Die Windenergie ist von entscheidender Bedeutung für den Übergang zu Netto-Null. Ihre Eigenschaften als erneuerbare Energiequelle und ihre Fähigkeit, Strom ohne die Emission von Treibhausgasen zu erzeugen, unterstreichen ihre Bedeutung. Doch gerade jetzt, wo die Welt mehr saubere Energie braucht als je zuvor, lassen die steigenden Kosten Offshore-Windprojekte scheitern und drohen, die Klimaziele in noch weitere Ferne zu rücken.

"Wir erkennen zwar an, dass die Windenergie im zukünftigen Energiemix eine entscheidende Rolle spielen wird, sehen aber mehrere strukturelle Probleme und Risiken für die Wirtschaftlichkeit der Betreiber", sagt Andrea Carzana, Co-Manager des Aviva Investors Global Climate Transition Equity Fund gegenüber Morningstar.

Derzeit decken erneuerbare Energien etwa 20% des gesamten Energiebedarfs in Europa, was bedeutet, dass das aktualisierte Ziel von 42,5% ehrgeizig ist. Mehrere der Faktoren, die im letzten Jahrzehnt für den Aufschwung gesorgt haben, haben sich jedoch verschoben und werden zu Gegenwind.

"Die globale Inflation und höhere Zinssätze sind dabei am stärksten spürbar, weil beide Faktorten die Kosten erheblich in die Höhe treiben, was die künftige und aktuelle Projektentwicklung, insbesondere im Bereich der Offshore-Windenergie, gefährdet. Hinzu kommen anhaltende Verzögerungen bei der Erteilung von Genehmigungen in ganz Europa, während die Einführung höherer Subventionen die USA zu einem attraktiveren Investitionsstandort macht", so die Morningstar-Analysten in einem Branchenbericht vom Oktober.

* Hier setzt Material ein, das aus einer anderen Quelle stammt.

PR #2472, opened 2025-01-20
Fix a Gibbs bug with models where linking changes variable dimension

mhauru:
Currently this PR only adds a test, the actual fix is to be implemented. The test reproduces the issue encountered in https://github.com/TuringLang/docs/pull/579.

I think the fix is to just remove this assertion in DPPL: https://github.com/TuringLang/DynamicPPL.jl/blob/938a69dfabb7089f52700ef01fa3a9f2d667b7d1/src/varinfo.jl#L532
I don't see a reason why, when merging two `VarInfo`s, all the variables should have the same dimension in both VIs being merged. However, due to [Chesterton's fence](https://en.wikipedia.org/wiki/G._K._Chesterton#Chesterton's_fence) I'm uncomfortable making that change before I've understood why the assertion is there in the first place.


mhauru:
I'll update the compat bound for DynamicPPL once the release is out, and add the new test that prevents regression.

penelopeysm (approved):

Der dänische ESG-Riese Ørsted (ORSTED), der weltweit größte Entwickler von Offshore-Windkraftanlagen, steht im Mittelpunkt dieses sich entfaltenden Dramas. Mit gescheiterten Projekten, milliardenschweren Wertminderungen, Verzögerungen in der Lieferkette, gestiegenen Zinssätzen und einem abstürzenden Aktienkurs ist Ørsted ein Beispiel für die Schwierigkeiten des Sektors.

"Diese Herausforderungen treffen keineswegs nur Ørsted, aber einige seiner Konkurrenten haben diversifiziertere Einnahmequellen", erklärt Morningstar-Analyst Matthew Donen.

Vestas (VWS), der weltweit größte Windturbinenhersteller, erhöhte seine Preise aufgrund höherer Rohstoffpreise und erzielte im dritten Quartal einen Gewinn.

Steigende Kosten

Die Kosten für Offshore-Windkraftanlagen sind aufgrund höherer Bau- und Kapitalkosten um 50% gestiegen, was es Entwicklern und Lieferanten erschwert, Finanzierungen für Projekte mit rentablen Gewinnspannen zu erhalten.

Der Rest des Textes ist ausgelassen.